# WS5 claim check (numeric, cross-domain)

This table is a **sanity check**: do we observe improvements in the currently available paper-level runs/tables?
Numbers are taken from the per-run JSON tables under `artifacts/tables/` (see manifest).

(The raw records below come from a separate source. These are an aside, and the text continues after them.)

PR #1306, opened 2023-03-12
Add libhtml.la for HTML syntax tools

yadij:


src/html/forward.h
```diff
@@ -6,16 +6,16 @@
...
-#else
-extern
-#endif
+/// HTML Document tools
+namespace Html
+{
+// nothing yet
+} // namespace Html
 
 char *html_quote(const char *);
```
rousskov, line 18: As we have discussed [before](https://github.com/squid-cache/squid/pull/1001#discussion_r833316885), forward.h files have a specific purpose/scope: Please restrict new forward.h files to [forward declarations](https://en.cppreference.com/w/cpp/language/class#Forward_declaration) and equivalent incomplete type constructs. If there are no such constructs in a PR, then no forward.h file should be added in that PR.

The html_quote() function declaration can be declared in src/html/quoting.h (if we agreed not to capitalize declaration collections like this to distinguish them from class-focused sources) or src/html/Quoting.h (otherwise).

rousskov (changes requested):
Thank you for reducing lib/ (and C) footprint.

src/html/forward.h
yadij: > Please restrict new forward.h files to [forward declarations](https://en.cppreference.com/w/cpp/language/class#Forward_declaration) and equivalent incomplete type constructs.

Agreed. And it does ... contain the incomplete forward-declaration of a `namespace Html`. With documentation of what that namespace should contain.

> If there are no such constructs in a PR, then no forward.h file should be added in that PR.

Above if-condition being false. Ergo there **should** be a `forward.h` in this PR.

> The html_quote() function declaration can be declared in ...

... or being a single function (not a collection of symbols) it could be declared as a forward-declaration in `forward.h` to reduce `#include`s.

I see no reason to block this PR any further. Please unblock.

rousskov: > it does ... contain the incomplete forward-declaration of a `namespace Html`.

In C++, namespaces cannot be forward-declared.


> > The html_quote() function declaration can be declared in ...
 
> ... or being a single function (not a collection of symbols) it could be declared as a forward-declaration in `forward.h`

In C++, functions cannot be [forward-declared](https://en.cppreference.com/w/cpp/language/class#Forward_declaration). Functions can be fully [_declared_](https://en.cppreference.com/w/cpp/language/function), of course, but `forward.h` is not meant for (function) declarations.

These `forward.h` files have a very specific role/niche -- helping other header files to declare things that use (incompletely declared) names without pulling in the (often heavy) stuff that comes with complete/full declarations of those names.

yadij: Conceding this argument in hopes to make progress.

src/html/Quoting.h
```diff
@@ -6,16 +6,16 @@
  * Please see the COPYING and CONTRIBUTORS files for details.
  */
 
-#ifndef _SQUID_HTML_QUOTE_H
-#define _SQUID_HTML_QUOTE_H
+#ifndef SQUID__SRC_HTML_QUOTING_H
```
kinkie, line 9: why the double underscore in the header guard?

kinkie (approved):

rousskov (changes requested):
Thank you for addressing my earlier concern. I only have one request left, and it is trivial to address. I left specific replacement suggestions.

----

> PR [commit](https://github.com/squid-cache/squid/pull/1306/commits/00a60c6b5d8cad3b37aa7461eb09380231bfd2e9) title: Reviewer demanded changes

FWIW, phrasing like this does not encourage cooperation. "Reviewer requested changes" is a better, "neutral" phrase that cannot be reasonably interpreted as an insult and does not require extra work. Accurately summarizing the actual commit change(s) sometimes help, but it is not required for intermediate PR commits, of course.

src/html/Quoting.h
rousskov: > FYI, the use of two underscores helps reduce the complexity of differentiating these macros from the many other `SQUID_` macros around Squid.

If that is the goal, then we should find a better way to do that IMO.

src/html/Quoting.h
```diff
@@ -6,16 +6,11 @@
...
+#define SQUID__SRC_HTML_QUOTING_H
 
-#ifdef __cplusplus
-extern "C"
-#else
-extern
-#endif
```
rousskov, line 12:
```suggestion
```

rousskov (commented):
LGTM, but if you can fix formatting, please do so.

kinkie (approved):
thanks!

| Domain/run | Baseline → Method | Success (Δ) | SLO viol (Δ) | Tok after (Δ) | Lat P95 ms (Δ) | Wait ms/ep (Δ) | Deadlock (Δ) | Notes |
|---|---|---:|---:|---:|---:|---:|---:|---|
| Domain A (Habitat, spnoise, 30ep) | `nobrace_noprune` → `brace_prune_r0.7` | 100.0% (0.0pp) | 4.7% (-80.8pp) | 20.02 (-215.05) | 2500 (-177.07) | - (-) | - (-) | SPL=0.994 (Δ=0.00) |
| Domain A (Habitat, oracle, 30ep) | `nobrace_noprune` → `brace_prune_r0.7` | 100.0% (0.0pp) | 1.0% (-83.7pp) | 20.00 (-210.00) | 2487 (-175.86) | - (-) | - (-) | SPL=0.997 (Δ=0.00) |
| Domain B (RoboFactory, real LLM, 10ep) | `nobrace_none` → `brace_erecap_r0.7` | 100.0% (0.0pp) | 50.0% (-50.0pp) | 318.73 (-1247.63) | 1213 (-391.16) | 3546 (-5517.68) | 0.0% (0.0pp) | - |
| Domain B (RoboFactory, proxy tokenizer, 10ep) | `nobrace_none` → `brace_erecap_r0.7` | 100.0% (30.0pp) | 5.7% (-25.9pp) | 153.05 (-53.80) | 254 (-76.72) | 6930 (-1852.97) | 0.0% (-30.0pp) | - |
| Domain C (AirSimNH, paper runs, 10ep) | `baseline` → `brace_full` | 100.0% (0.0pp) | 4.7% (-95.3pp) | 1113.59 (-1820.55) | 1640 (-6880.00) | 0 (0.00) | 0.0% (0.0pp) | near_miss=29.2 (Δ=4.50); min_dist=1.895 (Δ=-0.07) |
| Domain C (AirSimNH, highest-frequency x1 check, 3ep) | `baseline` → `brace_full` | 100.0% (0.0pp) | 0.0% (-100.0pp) | 800.00 (-2383.09) | 1640 (-8624.00) | 0 (0.00) | 0.0% (0.0pp) | near_miss=21.7 (Δ=-21.67); min_dist=1.962 (Δ=1.54) |

## Interpretation notes (WS5)

- A domain can look “not better” in *Success* if success is already saturated (e.g., oracle executors).
- For BRACE vs non-BRACE attribution, prefer multi-agent domains (Domain B/C) and stability fields (deadlock/wait/churn).
- Budget-matched baselines (e.g., recency under fixed token budget) can be strong; the paper claim should emphasize tails/SLO + stability under context growth, not only point success in easy regimes.